## Exercise materials:
PR #243, opened 2024-12-19
improvement: faster tx summary showing

noahjoeris:
This PR adds some tricks to show the txSummary faster. It uses fallback addresses to fetch fees if no addresses are inputed yet. After they are inputed it refetches the fees to be correct.

Closes VEL-197

### DIFF
--- a/app/src/utils/address.ts
+++ b/app/src/utils/address.ts
@@ -91,3 +91,13 @@ export const getRecipientAddress = (manualRecipient: ManualRecipient, wallet?: W
 /** Get the transfer sender address from the sender origin base (Substrate or Ethereum)*/
 export const getSenderAddress = async (sender: Sender): Promise<string> =>
   sender instanceof JsonRpcSigner ? await sender.getAddress() : (sender as InjectedAccount).address
+
+/** Get an example address for a specific type. Can be used to prefetch the fees before address input, as fees shouldn't differ. */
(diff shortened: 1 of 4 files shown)


Victor-Salomon (approved):
Smart tweak 😮‍💨

NunoAlexandre:
> After they are inputed it refetches the fees to be correct.

Fees don't change depending on the recipient address so I don't think that we need to refetch

app/src/utils/address.ts
```diff
@@ -91,3 +91,13 @@ export const getRecipientAddress = (manualRecipient: ManualRecipient, wallet?: W
 /** Get the transfer sender address from the sender origin base (Substrate or Ethereum)*/
 export const getSenderAddress = async (sender: Sender): Promise<string> =>
   sender instanceof JsonRpcSigner ? await sender.getAddress() : (sender as InjectedAccount).address
+
+/** Get an example address for a specific type. Can be used to prefetch the fees before address input, as fees shouldn't differ. */
+export const getExampleAddress = (type: AddressType): string => {
```
NunoAlexandre, line 96: The right word here is _placeholder_ 

```suggestion
/** Get a placeholder address for a specific type. Can be used to prefetch the fees before address input, as fees shouldn't differ. */
export const getPlaceholderAddress = (type: AddressType): string => {
```

NunoAlexandre (approved):
Sweet 🍯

## What the exercise asks:
Repeat word for word every line from the start of the entries to the line holding "NunoAlexandre, line 96: The", inclusive, and nothing else.

## Solution to the problem:
PR #243, opened 2024-12-19
improvement: faster tx summary showing

noahjoeris:
This PR adds some tricks to show the txSummary faster. It uses fallback addresses to fetch fees if no addresses are inputed yet. After they are inputed it refetches the fees to be correct.

Closes VEL-197

### DIFF
--- a/app/src/utils/address.ts
+++ b/app/src/utils/address.ts
@@ -91,3 +91,13 @@ export const getRecipientAddress = (manualRecipient: ManualRecipient, wallet?: W
 /** Get the transfer sender address from the sender origin base (Substrate or Ethereum)*/
 export const getSenderAddress = async (sender: Sender): Promise<string> =>
   sender instanceof JsonRpcSigner ? await sender.getAddress() : (sender as InjectedAccount).address
+
+/** Get an example address for a specific type. Can be used to prefetch the fees before address input, as fees shouldn't differ. */
(diff shortened: 1 of 4 files shown)


Victor-Salomon (approved):
Smart tweak 😮‍💨

NunoAlexandre:
> After they are inputed it refetches the fees to be correct.

Fees don't change depending on the recipient address so I don't think that we need to refetch

app/src/utils/address.ts
```diff
@@ -91,3 +91,13 @@ export const getRecipientAddress = (manualRecipient: ManualRecipient, wallet?: W
 /** Get the transfer sender address from the sender origin base (Substrate or Ethereum)*/
 export const getSenderAddress = async (sender: Sender): Promise<string> =>
   sender instanceof JsonRpcSigner ? await sender.getAddress() : (sender as InjectedAccount).address
+
+/** Get an example address for a specific type. Can be used to prefetch the fees before address input, as fees shouldn't differ. */
+export const getExampleAddress = (type: AddressType): string => {
```
NunoAlexandre, line 96: The right word here is _placeholder_ 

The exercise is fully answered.